REQUIRED ACTION:
Every line from the line containing "garretrieger: I believe this should be lt" through the final line below is to be repeated exactly; no other line is.

Collected data
=== Section Start ===
PR #3154, opened 2021-08-17
Resurrect hb_set_invert()

behdad:


behdad:
Okay, this is ready for review.

behdad:
Umm. Needs tests to be written. Anyone can help with that?

src/hb-bit-set-invertible.hh
```diff
@@ -0,0 +1,307 @@
...
+    {
+      if (unlikely (inverted))
+	process (hb_bitwise_or, other);
+      else
+	process (hb_bitwise_and, other); /* Main branch. */
+    }
+    else
+    {
+      if (unlikely (inverted))
+	process (hb_bitwise_ge, other);
```
garretrieger: I believe this should be lt

src/hb-bit-set-invertible.hh
```diff
@@ -0,0 +1,307 @@
...
+      else
+	process (hb_bitwise_le, other);
```
garretrieger: gt

src/hb-bit-set-invertible.hh
```diff
@@ -0,0 +1,307 @@
...
+    {
+      if (unlikely (inverted))
+	process (hb_bitwise_lt, other);
+      else
+	process (hb_bitwise_gt, other); /* Main branch. */
+    }
+    else
+    {
+      if (unlikely (inverted))
+	process (hb_bitwise_non, other);
```
garretrieger: or

src/hb-bit-set-invertible.hh
```diff
@@ -0,0 +1,307 @@
...
+    auto old = *codepoint;
+    auto v = old;
+    s.next (&v);
+    if (old + 1 < v)
+    {
+      *codepoint = old + 1;
+      return true;
+    }
+
+    if (unlikely (old + 1 == INVALID))
```
garretrieger, line 192: I think you also want to check if old == INVALID

behdad: No, `old == INVALID` is how we start iteration. `old+1` becomes 0 and it all works.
=== Section End ===
RESPONSE FOR THIS EXERCISE:
garretrieger: I believe this should be lt

src/hb-bit-set-invertible.hh
```diff
@@ -0,0 +1,307 @@
...
+      else
+	process (hb_bitwise_le, other);
```
garretrieger: gt

src/hb-bit-set-invertible.hh
```diff
@@ -0,0 +1,307 @@
...
+    {
+      if (unlikely (inverted))
+	process (hb_bitwise_lt, other);
+      else
+	process (hb_bitwise_gt, other); /* Main branch. */
+    }
+    else
+    {
+      if (unlikely (inverted))
+	process (hb_bitwise_non, other);
```
garretrieger: or

src/hb-bit-set-invertible.hh
```diff
@@ -0,0 +1,307 @@
...
+    auto old = *codepoint;
+    auto v = old;
+    s.next (&v);
+    if (old + 1 < v)
+    {
+      *codepoint = old + 1;
+      return true;
+    }
+
+    if (unlikely (old + 1 == INVALID))
```
garretrieger, line 192: I think you also want to check if old == INVALID

behdad: No, `old == INVALID` is how we start iteration. `old+1` becomes 0 and it all works.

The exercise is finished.